Woman finds second career providing homes to disabled US vets

Vicki Thomas put her 35 years of experience to work, raising millions of dollars for Purple Heart Homes, which provides housing for wounded soldiers.

Gary Cameron/Reuters/File
A child looks at the prosthetic legs of US military veterans who lost limbs in Iraq and Afghanistan during a Memorial Day parade in Binghamton, N.Y. in 2012.The work of Vicki Thomas at Purple Heart Homes, which helps disabled veterans find housing, has won her a $100,000 Purpose Prize, given annually to a baby boomer making a positive social impact.

Vicki Thomas was at an age where many people look forward to retirement. She had enjoyed a successful career in public relations and marketing, including stints at a financial services trade group, a major television network, and running her own Connecticut-based marketing company.

But Ms. Thomas flipped on the television one day in 2009 and saw something that launched her on to a new career at age 64.

It was a CNN feature about two combat-wounded veterans of the wars in Iraq and Afghanistan who had started a nonprofit organization to provide housing for wounded soldiers.

Dale Beatty and John Gallina were injured when their Humvee hit two antitank mines in November 2004. Mr. Beatty was left as a double amputee while Mr. Gallina sustained back and head injuries.

Thomas was riveted by their story, and before she knew it, she was on the phone cold-calling them to volunteer her services.

Thomas signed on as director of communications for Purple Heart Homes, the nonprofit that Beatty and Gallina started in their hometown of Statesville, N.C. She has since put her 35 years of experience to work, raising millions of dollars for Purple Heart Homes – in cash contributions as well as donations – and helping the founders with a dramatic expansion of the programs.
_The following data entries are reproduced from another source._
PR #16874, opened 2022-11-30
Patches hypernob formation exploit by making it so hypernob no longer forms with all ingredients instantly, like other gas formations

Simplehorror:
# Document the changes in your pull request

Pulls it in line with other reactions, this made hypernob unknowingly too easy to make.

Closes #16902

# Spriting

# Wiki Documentation

Atmosians don't document their stuff
# Changelog

:cl:  
tweak: Hypernob no longer forms with all ingredients instantly, like other gas formations
/:cl:

PR #16902, opened 2022-12-02
Hypernoblium formation rework

SapphicOverload:

Hypernoblium is now more endothermic and has a limit to how much can form in a tick which can be increased by adding BZ and more heat.

Highly recommend merging #17092 first.

Closes #16874

# Changelog

:cl:  
tweak: hypernoblium formation is more endothermic and doesn't form all at once
/:cl:

### DIFF
--- a/code/__DEFINES/reactions.dm
+++ b/code/__DEFINES/reactions.dm
@@ -47,7 +47,7 @@
 #define STIMULUM_SECOND_RISE				0.0009
 #define STIMULUM_ABSOLUTE_DROP				0.00000335
 #define REACTION_OPPRESSION_THRESHOLD		5
-#define NOBLIUM_FORMATION_ENERGY			2e7 	//1 Mole of Noblium takes the planck energy to condense.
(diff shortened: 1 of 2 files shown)


ShoziOffical:
Kek

knightshade0:
I still don't think we actually need to change hypernob formation given how it largely exists as a novelty, but if we _do_ insist on changing it this is a solid implementation.

Heat/production curve looks solid. The other PR was bizarre (among other reasons) because physics doesn't really work in terms of arbitrary maximum values- everything works on curves. The math regarding what we'd actually do in game seems workable as well.

It makes sense conceptually and it works for gameplay so I have no opposition to it.

Simplehorror:
hey how about we don't put closes for someone else's PR?

iamthesilly:
My PR makes yours obsolete and will cause conflicts if both get merged

chemistrymain2:
> hey how about we don't put closes for someone else's PR?

their pr is better

MajManatee (approved):
those gasses sure are funny

PR #16909, opened 2022-12-03
skrem broke nukeops

TheRyeGuyWhoWillNowDie:
subtyping makes this have flags to both exclude and include nukeops which the uplink does not like

# Changelog

:cl:  
bugfix: superior augmentation kit can be purchased again
/:cl:


Moltijoe (approved):

Moltijoe (changes requested):
Remember to also set surplus = 0
Default surplus for the /implants/ datum is 50

Moltijoe (approved):

PR #16912, opened 2022-12-03
Pod people now have water for blood, and 50% chance to have a random reagent as blood instead

Simplehorror:

gives the chemist more to do, also podpeople shouldn't have human blood and I think water is a good substitute for a plant. reagent thing should bring more interactions.

# Spriting

# Wiki Documentation

no idea where blood type would be sorry
# Changelog

:cl:  
tweak: Pod people now have water for blood, and 50% chance to have a random reagent as blood instead
/:cl:


GraveHat:
This prevents pods from being pod cloned who already get water as blood after being pod cloned so this seems like an unnecessary nerf.

Simplehorror:
oh fuck that's right

Simplehorror:
closed until i fix that with a blood component

PR #16925, opened 2022-12-04
Tweaks how the speed potion works

Moltijoe:
First round with extensive testing, probably a bit strong
Now it applies an even -1 to speed so it's equally as effective on all simplemobs rather than being busted on slower simplemobs
This is pretty much a nerf to most uses of it
However, this lets it work on already really fast simplemobs like drones and spiderbots now

:cl:  
tweak: Speed potion now reduces speed by 1 rather than setting it to -1
/:cl:

### DIFF
--- a/code/modules/research/xenobiology/xenobiology.dm
+++ b/code/modules/research/xenobiology/xenobiology.dm
@@ -898,11 +898,11 @@
 		to_chat(user, span_warning("The potion can only be used on simple animals!"))
 		return
 	var/mob/living/simple_animal/zipzoom = target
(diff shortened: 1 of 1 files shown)


UltraBigRat:
Time to reach lightspeed with my chocobo. But yeah this would be a much better way of doing it probably, since the slowest simplemobs tend to be the ones that hit like a truck.

MajManatee (approved):
Gold slime users deserve the death penalty anyways

Maia-J:
> Gold slime users deserve the death penalty anyways

Brings souls back into game
hEhE gOlD bAd

PR #15785, opened 2022-09-16
Removes mindswap from the spellbook (only)

Sniblet:
# Document the changes in your pull request

For admin reasons. Its theoretical existence causes friendly fire that is rough to deal with in tickets (or so I'm told)

This removes mindswap from the spellbook but leaves it for robeless apprentices.

# Wiki Documentation

It's not in the spellbook!

# Changelog

:cl: 
rscdel: The Wizard Federation has somehow managed to make their recordings of the spell Mindswap mindswap itself with a spirit of forgetfulness. Robeless apprentices have been able to remember it!
/:cl:

PR #16939, opened 2022-12-04
Revert "Removes mindswap from the spellbook (only)"

Simplehorror:
Reverts yogstation13/Yogstation#15785

since when is "it gets a bit confusing for admins" a reason to remove something? if it is confusing to admins, then tooling needs to be fixed and not this innocent spell

### DIFF
--- a/code/modules/antagonists/wizard/equipment/spellbook.dm
+++ b/code/modules/antagonists/wizard/equipment/spellbook.dm
@@ -155,6 +155,11 @@
 	spell_type = /obj/effect/proc_holder/spell/pointed/trigger/blind
 	cost = 1
 
+/datum/spellbook_entry/mindswap
+	name = "Mindswap"
+	spell_type = /obj/effect/proc_holder/spell/targeted/mind_transfer
+	category = "Mobility"
+
 /datum/spellbook_entry/forcewall
 	name = "Force Wall"
 	spell_type = /obj/effect/proc_holder/spell/targeted/forcewall


Bibby0110:
fix the tooling then

Simplehorror:
there's nothing wrong with it aside admins being whiny

neeshacark:
staff are perfectly capable of seeing who occupied a body at any given time, we literally have replays and logs also show ckeys and we can see all the people who occupied a body. i don't understand the mindswap removal 

if friendly fire happens it happens, causing confusion is literally the purpose of the spell

Hislyna:
As stated before, it causes confusion which ends up in rule breaks. It was removed for a reason and we do not need spells which can be used as a means for accidental or intentional grief.

Moja10:
No, it is legitimately one of the worst admin headaches caused by in-game items/abilities, the problem is not whether admins can track who swapped who, when, where. What the headache is is keeping track of PLAYERS knowing who swapped who, when, where. There could be numerous witnesses, numerous swaps, swaps missed by players, missing information all the time in these events. It is not reasonable at all to track who is keeping track of what swaps, what swaps they missed, what actions they saw per swap, all for numerous different people involved in the shenanigans. It routinely leads to people committing wrong actions on wrong information, which in some circumstances could be totally fine and SS13 classic experience, in other circumstances, the wrong people get beat to death on a witchhunt because someone swore on their mum that he really really was the wizard and needed to be beat to death. 

I would say on average, confusing for admins isn't a solid reason on its own to remove something, but in this circumstance, I think it is gone for good reason.

Simplehorror:
> As stated before, it causes confusion which ends up in rule breaks. It was removed for a reason and we do not need spells which can be used as a means for accidental or intentional grief.

right, that's the point of the spell

Moltijoe (changes requested):
It was removed because of it being unfun for victims and more so for causing admin headaches, neither of these problems have been addressed

Simplehorror:
fighting a wizard isn't always going to be fun?

Moltijoe:
> fighting a wizard isn't always going to be fun?

https://www.youtube.com/watch?v=FdxEUL18ySY

Simplehorror:
in that vein we should also remove fireball, the traps, spacetime distortion because it's not fun for the victim

Moltijoe:
> in that vein we should also remove fireball, the traps, spacetime distortion because it's not fun for the victim

different sort of unfun, those are temporary, body swap is permanent and can leave you permanently crippled for the round
a better comparison would be the staff of change

Moltijoe:
> different sort of unfun, those are temporary, body swap is permanent and can leave you permanently crippled for the round a better comparison would be the staff of change

or changeling transformation sting, which i specifically coded to be temporary

Simplehorror:
ok so make mindswap revert after so much time (this kills the spell and any fun you could have had by turning into the captain)

Moltijoe:
> ok so make mindswap revert after so much time (this kills the spell and any fun you could have had by turning into the captain)

wizard isn't the role-steal antag, that's changeling

Simplehorror:
wizard is the do whatever the fuck he wants antag until admins get mad that an antagonist is being antagonistic apparently

Bibby0110:
stale

PR #16940, opened 2022-12-04
adds a line to the syndie fedora so people know what the fuck it does

Skrem7:

People don't know what this does SO MUCH SO that a bug report was submitted! FUCKING CRAZY!

# Changelog

:cl:  
spellcheck: Syndie fedora has a description change to say you can extend its blades now
/:cl:

### DIFF
--- a/code/modules/clothing/head/jobs.dm
+++ b/code/modules/clothing/head/jobs.dm
@@ -103,7 +103,7 @@
 /obj/item/clothing/head/det_hat/evil
 	name = "suspicious fedora"
 	icon_state = "syndicate_fedora"
-	desc = "A suspicious black fedora with a red band."
+	desc = "A suspicious black fedora with a red band. It can be activated in-hand to extend or retract razor blades which cause significant damage when thrown."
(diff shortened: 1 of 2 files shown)


code/modules/clothing/head/jobs.dm
```diff
@@ -103,7 +103,7 @@
 /obj/item/clothing/head/det_hat/evil
 	name = "suspicious fedora"
 	icon_state = "syndicate_fedora"
-	desc = "A suspicious black fedora with a red band."
+	desc = "A suspicious black fedora with a red band. It can be activated in-hand to extend or retract razor blades which cause significant damage when thrown. Also heavily armored."
```
ReddicusDragon, line 106: won't this make it so that normal, non traitor players can read this description too?

Skrem7: The hat isn't metashielded and it's not at all obvious to people who don't know what it does

Moggram: It may need it, Sec let me keep it one time when I was in time out.

Skrem7: would require a lot more work and a separate pr which would have a different goal

MajManatee (approved):
hat

PR #16334, opened 2022-11-02
gutting flashes so that they're actually personal defense weapons and not the best stun in the game attempt 2

TheRyeGuyWhoWillNowDie:
# Hello jamied12! I'd like to ask you to read this section before closing this PR. This change is for handheld flashes, the melee weapon. This does NOT touch flashbangs, the ranged stun grenades. They will work how they currently do.

This affects NONE of the following:
Mounted flashes
Portable flashes

All this does is make it so handheld flashes disarm instead of hardstunning for 12 seconds. This is still good as flashes ignore shields, but it's no longer win in 1 click territory, and 'have the counter or you lose invariably' combat is not fun and being removed.
Makes the blinding stronger so that the box they come in that says they can cause blindness isn't false advertisement, also makes it possible to actually blind your attackers to get away. Being temporarily nearsighted or permanently blinded is bad but it's not instant lose scenario like being locked into a chainstun like how current flashes work. I have witnessed many many people get clicked on by this little green tumor for free instant wins and it makes me very sad.
# Changelog

:cl:  
tweak: flashes are now just a disarm, the stun is GONE
tweak: flash blindness has been doubled and confusion has been tripled to keep it competitive
/:cl:

PR #16950, opened 2022-12-05
non-antag targeted flashes against humans will burn out after one use

TheRyeGuyWhoWillNowDie:
Title.

Things this does not affect: AoE flashes (they can still burn out normally, although it will work like how it does currently) Portable flashers Mounted flashers Traitor flash cameras Revolutionary flash implants Targeted flashes against borgs because everyone would shit themselves that they can't chainstun borgs with 0 effort

Still better than stun batons, their boon is that they can't be used against you if you drop them and they're an instant hardstun, but now they're single use instead of being a direct upgrade. Security techfabs can print flashes now, so you're not at any risk of running out. Still good at arresting single targets, but the point of this is now you have to put in a tiny amount of effort into actually stunning people instead of chainflashing huge groups with no effort. Cyborgs are worse, but everyone hates cyborgs so this shouldn't be a problem, and emagged/malf cyborgs have their malf modules to stun and attack people with, so they don't lose out.

:cl:  
tweak: handheld flashes, when targeted against humans, will burn out in one use
/:cl:

### DIFF
--- a/code/modules/assembly/flash.dm
+++ b/code/modules/assembly/flash.dm
@@ -27,6 +27,8 @@
 	var/last_trigger = 0
 	///can we convert people to revolution
 	var/can_convert = FALSE
+	///will this burn out on use? only 2 that wont do this currently are the rev and camera flash
+	var/can_burn_out = TRUE
 
 /obj/item/assembly/flash/suicide_act(mob/living/user)
 	if(burnt_out)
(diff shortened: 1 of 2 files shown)


neeshacark:
this is not how you nerf flashes...

literally just make them not a hardstun

adamsong:
This is not a great idea, as it just makes flashes less than useless, and can be used as an antag test

TheRyeGuyWhoWillNowDie:
> literally just make them not a hardstun

Yes, I tried this.
#16334
#16136

MajManatee:
this causes me physical harm

TheRyeGuyWhoWillNowDie:
> This is not a great idea, as it just makes flashes less than useless, and can be used as an antag test

1. Instant hardstun in 1 click on somebody is still pretty good I think

2. Antag flashes as in the traitor camera flash and the rev flash implant, any antagonist with a normal flash will still burn out the same

Cartlord:
Make it still burn out in one use against borgs. It's better for consistency, and if borgs become unkillable because one tool ceases to hard-counter them, they need a deep inspection.

Simplehorror:
you're nerfing a ton of antags by trying to kill flashes; so many antags just use flashes for stunning

Moltijoe:
image

PR #16924, opened 2022-12-04
Engineering hardsuit gets full rad resistance

Simplehorror:
# Document the changes in your pull request

atmos hardsuit gets full fire + heat resistance... engi hardsuit gets 75% rad resistance? what a joke.
the singularity got buffed so this is required to safely go near it

# Spriting

# Wiki Documentation

change the armor values in the hardsuit page

# Changelog

:cl:  
tweak: Engineering hardsuit gets full rad resistance
/:cl:

PR #16952, opened 2022-12-05
Reduces the slowdown on radsuits

Moltijoe:
They are literally only useful for rad protection, which is already super limited
This lets non rad-immune species not get a ridiculous slowdown, worse than space suits, when needing to deal with radiation
also with #16924 merged, they're strictly worse than the hardsuit now

:cl:  
tweak: Reduces the slowdown on radsuits
/:cl:


MajManatee (approved):
makes sense

PR #17993, opened 2023-02-20
Robotic species now have flavoured examines

Moltijoe:
Robotic species don't bruise and burn, but they do dent and char.
Should help with telling robotic and non-robotic species apart with just examines (i'm looking at you medbay lizards putting preterni in cryotubes)
Also changes bodypart damage text when using `change_bodypart_status()` all this affects is self examine, which people don't use

:cl:  
rscadd: Robotic species now have flavoured examines
/:cl:


MajManatee:
when the lizards put the man with a prothetic arm in the tube for an hour and dont even blink at it.

JamieD1 (approved):

PR #17998, opened 2023-02-20
Mad scientist kit buff

ynot01:

Wow these kits suck

Mad scientist kit now gets:

- A restricted list of moderately useful cluster busters for a syndicate instead of being able to roll things like smoke or cleaner grenades
- EZ Clean grenade box

This sets it to being worth around 20-30 TC depending on your rolls whereas before it was nigh useless always

# Changelog

:cl:  
tweak: Mad scientist special syndie kit buffed with better grenades and a box of EZ Clean grenades
/:cl:


patpol4 (commented):
Are you sure you want to name it /syndie/, wouldnt full /syndicate/ be better since that is what most of other objects use

patpol4 (approved):
Map fine

ynot01:
> Are you sure you want to name it /syndie/, wouldnt full /syndicate/ be better since that is what most of other objects use

patpol4:
must have been a dream

MajManatee (approved):
Re-paths all syndicate cluster grenades. Probably wont cause problems in the future. I hope. Would like to see that change documented in the PR.

otherwise it looks fine.

we should really go through every single kit and change them up because my god, a lot of these suck.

Now Thomas' work is being recognized with the Purpose Prize, a unique award given annually by the Encore Careers campaign, a nonprofit that works to engage baby boomers in encore careers with a social impact.

The prize, which is in its eighth year, recognizes encore career trailblazers over age 60 who have demonstrated creative and effective work tackling social problems. Thomas and another winner will receive cash prizes of $100,000, and five others will be awarded $25,000.

This year's Purpose Prize winners also include a veteran who organized volunteers to teach disabled vets to combat stress through fly-fishing; a cancer survivor who founded an education and support organization for Latino patients; an immigrant who advocates for the rights of domestic workers; a social activist who founded a support organization for families of prisoners; a public health expert fighting to eradicate an infectious parasite carried by river snails that afflicts people in West Africa; and a former parish pastor who created a religious refuge for the homeless on the streets of Philadelphia. (More about all of this year's winners can be found at www.encore.org/prize)

Thomas grew up in a small, rural Wisconsin community during the Vietnam War. In an interview, she tearfully recalled high school assemblies where the principal regularly announced the names of former students who had been killed in action.

"It made such an impression on me – to see an All-Star basketball player come home in a flag-draped coffin and to see the families, my neighbors, weeping," she said.

During the course of her career, Thomas had worked in marketing and communications for the Credit Union National Association, and at the American Broadcasting Co. She was running her own marketing company in Weston, Conn., when she learned about Purple Heart Homes.

"I was doing well, but felt a need to go back to what drives me, something was missing," Thomas said. "9/11 happened and changed our nation. And we were in another war. Was it a good war, the right decision? I didn't agree. But when I saw Dale on television without his legs, I just wanted to help them."

Purple Heart Homes focuses on a problem where the need is great – 3.2 million veterans have service-related disabilities, about 14 percent of the total, according to the US Department of Veterans Affairs. Many face challenges with homes that lack accessibility features such as wheelchair ramps or stair lifts, and many do not have the money to make the necessary changes.

Thomas drew on her experience working with credit unions to start a program that leverages donations of foreclosed homes to provide affordable home ownership for young veterans. Banks and cities donate the homes, and Purple Heart raises money to do renovations and provides financial counseling to veterans who may have spotty credit scores.

She found a credit union – Peach State Federal Credit Union in Georgia – to issue special 15-year mortgages worth 50 percent of the home's appraised value. The program is structured so that the borrower can own the home free and clear after 15 years. She also restructured another Purple Heart Homes initiative that funds home modifications for older veterans who do not qualify for assistance programs.

She has overseen an expansion of the budget from less than $100,000 to $3.2 million this year and a projected $6 million next year, which should allow Purple Heart homes to increase the number of homes it completes, currently around 40 annually. Fundraising also has allowed her to draw a small salary.

Thomas is 67 now, and showing no signs of slowing down. "It's an honor to know I'm making a difference," she said.

• The author is a Reuters columnist. The opinions expressed are his own.